LISTcall (page_size=500, same as client-go)- Exhaust all pages using
continue_token - Start
WATCHwith the lastresourceVersion
// Default -- uses ListWatch strategy
let wc = watcher::Config::default();
On large clusters, the entire resource set is loaded page by page. If the object count is high, memory usage can spike significantly during the initial LIST.
StreamingList (K8s 1.27+)
An efficient strategy available from Kubernetes 1.27 onwards.
WATCH+sendInitialEvents=true+resourceVersionMatch=NotOlderThan- Server sends existing objects one by one as Added events
- Bookmark signals initial list completion
// Use StreamingList strategy
let wc = watcher::Config::default().streaming_lists();
Unlike LIST, objects are processed one at a time, resulting in better memory efficiency. However, it requires Kubernetes 1.27+ (WatchList feature gate).
Event Abstraction
The watcher transforms Kubernetes WatchEvents into higher-level Events.
pub enum Event<K> {
Init, // Re-list started
InitApply(K), // Each object in the initial list
InitDone, // Initial list complete
Apply(K), // Added/Modified during watch
Delete(K), // Deleted during watch
}
Mapping from Kubernetes WatchEvent:
| WatchEvent | During initial list | During watch |
|---|---|---|
| Added | InitApply(K) | Apply(K) |
| Modified | -- | Apply(K) |
| Deleted | -- | Delete(K) |
| Bookmark | Internal handling (resourceVersion update) | Internal handling |
The reason Init/InitApply/InitDone exist separately is for the reflector's atomic swap pattern. A new buffer is created at Init, filled with InitApply, and swapped in all at once at InitDone.
Error Recovery and Backoff
All errors from the watcher are treated as retriable.
default_backoff
let stream = watcher(api, wc)
.default_backoff(); // Exponential backoff: 1s -> 2s -> 4s -> ... -> 60s (max)
The backoff resets upon receiving a successful event.

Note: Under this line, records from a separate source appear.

PR #4322, opened 2022-03-29
build(deps): bump versions

benelan:
This PR was automatically generated by the update-deps GitHub action


jcfranco (changes requested):
Blocking until we can get rid of that `typescript` log file.

PR #4325, opened 2022-03-29
ci(update-deps): only commit package files

benelan:
**Related Issue:** #4322

## Summary
Only add `package.json` and `package-lock.json` when committing. This is to prevent a log file from being generated, which happened in the linked PR


jcfranco (approved):
💥

Issue #4238, opened 2022-03-15
RTL - Color picker HSV/RGB fields incorrectly mirrored


jmanke:
### Summary

The RGB and HSV fields are incorrectly RTL mirrored.

### Actual Behavior

![image](https://user-images.githubusercontent.com/19629809/158449379-67431b2e-2aee-4184-ac7a-0563c5669db7.png)

### Expected Behavior

The RGB and HSV fields should not be RTL mirrored, they should be in R,G,B and H,S,V order like on EN language.

### Reproduction Sample

https://codepen.io/jmanke/pen/NWXqBRb

### Reproduction Steps

1. Set dir to 'rtl' in the root element
2. Observe RGB and HSV fields are incorrectly RTL mirrored.

### Reproduction Version

@esri/calcite-components@latest

jcfranco:
@anveshmekala I _think_ the layout within inputs is correct in RTL, it's the order of the inputs that needs to be fixed. cc @macandcheese

jmanke:
@anveshmekala @jcfranco Yes @jcfranco is correct

benelan:
verified on `beta.81`

PR #4327, opened 2022-03-29
fix(color-picker): color channels order no longer mirrors when dir='rtl'

anveshmekala:
**Related Issue:** #4238 

## Summary

Fixes the direction of  RGB and HSV channels when `dir=rtl` in `calcite-color-picker`


src/components/color-picker/color-picker.scss
```diff
@@ -143,6 +143,10 @@ $gap--large: 12px;
   flex-wrap: wrap;
 }
 
+.channels--rtl {
```
jcfranco, line 146: Wouldn't it be simpler to fix the direction of `.channels` since it should follow the same order regardless of page direction?

anveshmekala: fixing direction of `.channels` wouldn't work with the logical props.

driskull: Couldn't you just set the `direction` to always be `ltr`? Then you don't have to do a dom query to get the direction.

anveshmekala: setting the direction to `ltr` would make the `calcite-input` prefix to be `ltr` always .

jcfranco: @anveshmekala will unavailable for a while, so I've gone ahead and pushed a revisited approach. @driskull Can you review?

driskull (approved):
👍 

Looks good. It sucks we have to use getElementDir here but I get it.

jcfranco:
FYI, I accepted the following screenshot diff:

### before
componentscontrolscolorpicker-rtl-0 reference

### after
componentscontrolscolorpicker-rtl-0

Issue #4117, opened 2022-02-15
Change <calcite-button>'s default type to be "button" rather than "submit"


jcfranco:
### Description

As `calcite-button` is used more and more as a building block for other components and not just forms, we should change the default type accordingly. A few design systems/widgets also use "button" as the default type:
 
https://github.com/ing-bank/lion/tree/master/packages/button
https://github.com/shoelace-style/shoelace/blob/next/src/components/button/button.ts#L67-L71
https://github.com/microsoft/fast/tree/master/packages/web-components/fast-foundation/src/button
https://www.carbondesignsystem.com/components/button/code (can't confirm from the source, but the default story has `type=button`)
https://github.com/dojo/widgets/blob/master/src/button/index.tsx

**Note**: this will be a breaking change for form use cases using `calcite-button` w/o a type. These will now need to provide the "submit" type.

### Acceptance Criteria

`HTMLCalciteButtonElement#type` is `"button"` by default.

### Relevant Info

https://github.com/Esri/calcite-components/issues/4007 brought up an issue where components were unintentionally causing the form to submit. 

### Which Component

`calcite-input`

benelan:
verified on `next` 
https://codepen.io/benesri/pen/PoEBKxR?editors=1010

PR #4335, opened 2022-03-30
fix(button)!: Change type property to be "button" by default

driskull:
**Related Issue:** #4117

## Summary

fix(button)!: Change type property to be "button" by default. (#4117)


jcfranco (approved):
Nice!

Can you hold off on installing until release time wraps up? 

Also, right before merging, can you add a `BREAKING CHANGES:` note for users in the commit message body about this (the issue description has one you could repurpose).

Issue #2885, opened 2021-08-24
Bug: active tab "underline" not visible when when tabs contained in initially hidden panel


COV-GIS:
### Actual Behavior

As stated and shown here: https://codepen.io/COV-GIS/pen/ExXxzWj

### Expected Behavior

Active tab should be underlined when panel is shown.

Switching tabs or resizing the window causes the underline to appear.

### Relevant Info

_Version_: `@esri/calcite-components@v1.0.0-beta.62`

- [ ] CDN
- [ ] NPM package

ellenupp:
Encountering this as well. Put together a sample before I noticed this was already logged: https://codepen.io/ellupp/pen/ZEaYeMV?editors=1010

jcfranco:
Installed. 

Simplified repro case: https://codepen.io/jcfranco/pen/jOYGyBb

COV-GIS:
Thanks for working on this @jcfranco and fixing https://github.com/Esri/calcite-components/pull/4351 too.

geospatialem:
Closing this issue, verification provided by @jcfranco 👍🏻

PR #4351, opened 2022-03-31
fix(tabs): update active tab styling on resize

jcfranco:
**Related Issue:** #2885 

## Summary

This modifies `tabs` to use a resize observer instead of relying on the window being resized to recompute the active tab underline. Previously, it would not update the active tab styling when initially hidden.

### DIFF
--- a/src/components/tab-nav/tab-nav.tsx
+++ b/src/components/tab-nav/tab-nav.tsx
@@ -110,7 +110,7 @@ export class TabNav {
   }
 
   disconnectedCallback(): void {
-    this.resizeObserver?.unobserve(this.el);
+    this.resizeObserver?.disconnect();
   }
 
   componentWillLoad(): void {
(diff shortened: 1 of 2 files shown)


src/components/tab-nav/tab-nav.tsx
```diff
@@ -105,6 +106,11 @@ export class TabNav {
 
   connectedCallback(): void {
     this.parentTabsEl = this.el.closest("calcite-tabs");
+    this.resizeObserver?.observe(this.el);
+  }
+
+  disconnectedCallback(): void {
+    this.resizeObserver?.unobserve(this.el);
```
driskull, line 113: I wonder if we should just call `this.resizeObserver?.disconnect()` since we're only observing 1 element anyway. I guess it doesn't matter either way.

driskull (approved):
👍

src/components/tab-nav/tab-nav.tsx
jcfranco: Good point. I'll update it for consistency.

PR #4358, opened 2022-03-31
ci: automatically deploy storybook once a week

benelan:
**Related Issue:** 

## Summary
Automatically deploy storybook at the beginning of the week.

### Disclaimer
I didn't test this in my test repo because it seems like more work than its worth. Its pretty simple and should work, but things won't explode if it doesn't. Worst case scenario it fails and I fix it.


jcfranco (approved):
> Worst case scenario it fails and I fix it.

fix-futurama

Issue #1258, opened 2020-11-10
Bug: calcite-stepper does not work with React DOM manipulation


noahmulfinger:
### Summary

When using calcite-stepper (with layout="horizontal") in a React component, React will throw an error any time you add/remove DOM elements. I'm guessing this is because of the way calcite-stepper moves DOM elements around depending on the active step.

### Actual Behavior

React will throw the error `Node.insertBefore: Child to insert before is not a child of this node` whenever you update the DOM inside a calcite-stepper. Here's a repro case in this codesandbox: https://codesandbox.io/s/nifty-ardinghelli-28ry7?file=/src/App.js

### Expected Behavior

The calcite-stepper should work fine with React. It might require using making steps hidden instead of moving their contents into the active slot.

### Reproduction Steps

1. Open https://codesandbox.io/s/nifty-ardinghelli-28ry7?file=/src/App.js
2. Hit the `Toggle` button
3. You will see the `Node.insertBefore` error.

macandcheese:
To confirm, this only happens in "horizontal" not "vertical" layout, correct?

noahmulfinger:
@macandcheese Interesting, yeah only `horizontal`.

macandcheese:
"vertical" doesn't do anything with slotted content, just shows and hides. "Horizontal" basically functions as tabs and moves slotted content from the stepper item "up" to a single container in the parent calcite-stepper. It seems like this causes more hassle than is needed, there's probably an easier way. We might be able to try and totally re-think that.

driskull:
Looking at the stepper code, it could use quite a bit of cleanup. I see a lot of nodes being created without JSX and some IE specific testing going on.

macandcheese:
Valid

driskull:
@jcfranco @paulcpederson @macandcheese @julio8a  I think we need to revisit this component and it's API.

We could just have a property for `currentPosition` called `step` and get rid of the methods and internal events going on.

The `updateContent()` method seems pretty hacky.

Would we want to do this pre 1.0?

macandcheese:
I think maybe @eriklharper had looked at this (?) - I know it works fine in vertical mode, the bug is in the "tab" functionality in horizontal mode for React since it's (I think?) doing what label does and creating / removing Nodes after it's mounted in React

jcfranco:
> moves slotted content from the stepper item "up" to a single container in the parent calcite-stepper

[...]

PR #4367, opened 2022-04-04
fix(stepper): revisit horizontal layout approach to avoid rearranging the DOM

jcfranco:
**Related Issue:** #1258 

## Summary

This revisit the logic the stepper uses to switch between horizontal and vertical layouts. Instead of moving the content around the DOM, the stepper & item styles now use `display: grid` and `display: contents` (for horizontal layout), respectively, to accomplish the same layout.

### Notes

- `display: contents` takes the host element out of tab order, so some redundant code and styles needs to be applied to the focusable element on items when `layout=horizontal`

### Pending

* [x] update styles to have consistent spacing
* [ ] ~add a11y attributes to `stepper-item` focusable element when `layout=horizontal`~ no longer needed
* [x] update grid definition styles to accommodate any number of items
* [x] update E2E tests
* [x] DRY up CSS


src/components/stepper-item/stepper-item.tsx
```diff
@@ -135,7 +133,13 @@ export class StepperItem implements InteractiveComponent {
     return (
       <Host aria-expanded={this.active.toString()} onClick={() => this.emitRequestedItem()}>
         <div class="container">
-          <div class="stepper-item-header">
+          <div
+            class="stepper-item-header"
+            tabIndex={
+              /* additional tab index logic needed because of display: contents */
```
driskull, line 139: This part is a bit weird...

In the horizontal case, the content isn't within the "button" whereas in the vertical case, the content is within the "button". That seems like kind of a big difference. Can we make them consistent? The content is within the trigger area in one layout and not in the other.

driskull: Might be a breaking change but worth it.

driskull (commented):
Yay! this is like a gazillion times better 👍

src/components/stepper-item/stepper-item.tsx
jcfranco: Sorry for the delayed reply. I agree that both layouts having different structure is odd. In the meantime, I think we should look into addressing the immediate issue and we can discuss redesigning this. cc @macandcheese @ashetland

jcfranco:
@macandcheese @asangma I know this week is a bit hectic with UC going on, but can either of you help look at the styles and layout changes? The reported diffs from Screener seem to be laid out better, at least to me.

macandcheese:
> @macandcheese @asangma I know this week is a bit hectic with UC going on, but can either of you help look at the styles and layout changes? The reported diffs from Screener seem to be laid out better, at least to me.

Yep - agreed the changes look better, the updated css also equalizes the width of step items which is an improvement. Thanks @jcfranco

src/components/stepper-item/stepper-item.tsx
```diff
@@ -191,7 +200,17 @@ export class StepperItem implements InteractiveComponent {
...
+
+  //--------------------------------------------------------------------------
+  //
+  //  Public Methods
+  //
+  //--------------------------------------------------------------------------
+
+  @Method()
+  async setFocus(): Promise<void> {
+    (this.layout === "vertical" ? this.el : this.headerEl).focus();
```
driskull, line 213: Maybe...

```
(this.layout === "vertical" ? this.el : this.headerEl)?.focus();
```

just to be safe.

driskull (approved):
🪄 Awesome 🪄  🌈 🐰

src/components/stepper-item/stepper-item.scss
```diff
@@ -245,6 +303,28 @@
   @apply border-color-danger-hover;
 }
 
+:host([layout="horizontal"][complete]) .stepper-item-header {
+  border-color: rgba($h-bb-060, 0.5);
+}
+:host([layout="horizontal"][complete]:hover:not([disabled]):not([active])) .stepper-item-header,
```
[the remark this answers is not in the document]
jcfranco: I like this idea very much. Maybe stylelint's [selector-max-compound-selectors rule](https://stylelint.io/user-guide/rules/list/selector-max-compound-selectors/) + custom message can help?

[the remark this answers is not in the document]
driskull: Yeah that would be nice.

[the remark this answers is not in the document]
jcfranco: My original suggestion didn't work, but it looks like we could use [`selector-max-specificity`](https://stylelint.io/user-guide/rules/list/selector-max-specificity) instead. We'd just need to come up with a sensible value for the max specificity. I'll submit a PR for this.

Issue #4293, opened 2022-03-23
calcite-split-button: Cannot navigate dropdown with keyboard


jmanke:
### Summary

When opening the dropdown in the split-button, I am unable to navigate the list with arrow keys (up and down).

### Actual Behavior

The dropdown belonging to the split-button does not allow keyboard navigation through its items.

### Expected Behavior

The dropdown belonging to the split-button should allow keyboard navigation (up and down arrow keys) through its items.

### Reproduction Sample

https://codepen.io/jmanke/pen/XWVNOzP

### Reproduction Steps

1. Open split-by dropdown
2. Tab into the dropdown and try navigating through its items via the up/down arrow keys
3. Observe that navigation is not possible

### Reproduction Version

@esri/calcite-components@latest

driskull:
@jcfranco this one is a bit tricky, can we setup some time to go through our options?

The root if the issue is that there are nested default slots in play here and querying for assigned elements gets tricky.

driskull:
The root of the problem is that the slotted dropdown group is in light dom, but the dropdown itself is in shadow dom

they can't communicate easily

We would need a way to tell the dropdown where its items are and where to query

geospatialem:
Verified on next 👍🏻 

In addition to support for ⬆️ and ⬇️ keys also includes `home` and `end` keys.

PR #4368, opened 2022-04-04

driskull:
**Related Issue:** #4293

## Summary

### DIFF
--- a/src/components/dropdown/dropdown.tsx
+++ b/src/components/dropdown/dropdown.tsx
@@ -55,6 +55,11 @@ export class Dropdown implements InteractiveComponent {
   //
   //--------------------------------------------------------------------------
 
+  /**
+   * @internal
+   */
+  @Prop() hostEl: HTMLElement = null;
+
   /** Opens or closes the dropdown */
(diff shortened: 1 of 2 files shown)


driskull:
@jcfranco this seems like the only way to really get around this without having the user pass the dropdown.

IMO, I still think we should be keeping a parent/child component within the same root node so this seems like a hack.

As it stands, the dropdown is in shadowDOM and the dropdown items are in light DOM. Therefore, their relationship is kind of fractured. The host can't query the items without knowing where to query from.

driskull:
> Do you think we could introduce a set of utils (be it helper functions, interfaces, functional components or internal support components) to define a pattern where we can keep the dropdown/menu logic on the same host?

Are you suggesting that we have the same logic applied on the dropdown and split-button? I think that might be difficult to scale and is really internal to just the dropdown.

I think we should just enforce having the parent/child relationship within the same rootNode, be it a shadowRoot or document.

driskull:
We could try updating the `getSlotted()` utility to handle getting assigned elements for the default slot case. That might get this working instead of using querySelectorAll

PR #4369, opened 2022-04-04
ci(next): correct version number in build files preamble

benelan:
**Related Issue:** #4303

## Summary
In the PR linked above I added the version number to the preamble. To do so, I had to move the build step after the script that bumps the version. The next releases have a different build step which I didn't move, so the version is off by one:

Using the watcher without backoff causes the stream to terminate on the first error. This can lead to a production incident where the entire Controller stops.
If an API server outage occurs without backoff, tight-loop retries can cause CPU/memory to spike out of control.
410 Gone Handling
The Kubernetes API server retains resourceVersion history for only about 5 minutes. If the delay exceeds this, it returns a 410 Gone response.
When the watcher receives 410 Gone, it returns to the Empty state and performs a full re-list. Enabling bookmarks causes the resourceVersion to be periodically updated, significantly reducing the frequency of 410 responses.
watcher::Config
let wc = watcher::Config::default()
.labels("app=myapp") // label selector
.fields("status.phase=Running") // field selector
.timeout(300) // watch timeout (server-side)
.page_size(100) // ListWatch page size
.streaming_lists() // StreamingList strategy
.any_semantic() // ListSemantic::Any
.disable_bookmarks(); // Disable bookmarks (on by default)
| Option | Default | Description |
|---|---|---|
labels | None | Narrow watch scope with a label selector |
fields | None | Field selector |
timeout | 295s | Server-side watch timeout |
page_size | 500 | ListWatch page size |
streaming_lists() | off | Enable StreamingList strategy |
any_semantic() | off | ListSemantic::Any -- allows cached data (faster but possibly stale) |
disable_bookmarks() | -- | Disable Bookmark events (on by default; disabling increases 410 frequency) |
Things to Know
Watch events are not guaranteed to be delivered
DELETE events can be lost during network disconnections. A re-list will recover the final state, but intermediate events are permanently lost. Use finalizers when deletion detection is critical.
Memory spikes during re-list
When a re-list occurs on a large cluster, old data + JSON buffer + deserialized objects all exist in memory simultaneously. Memory usage can temporarily reach 2-3x the normal level. Using StreamingList can mitigate this.
410 comes quickly without bookmarks
For quiet resources with infrequent changes, the resourceVersion doesn't get updated and expires quickly. Bookmarks periodically update the resourceVersion to prevent 410 Gone. Since bookmarks are enabled by default, you don't need to worry about this unless you explicitly disable them.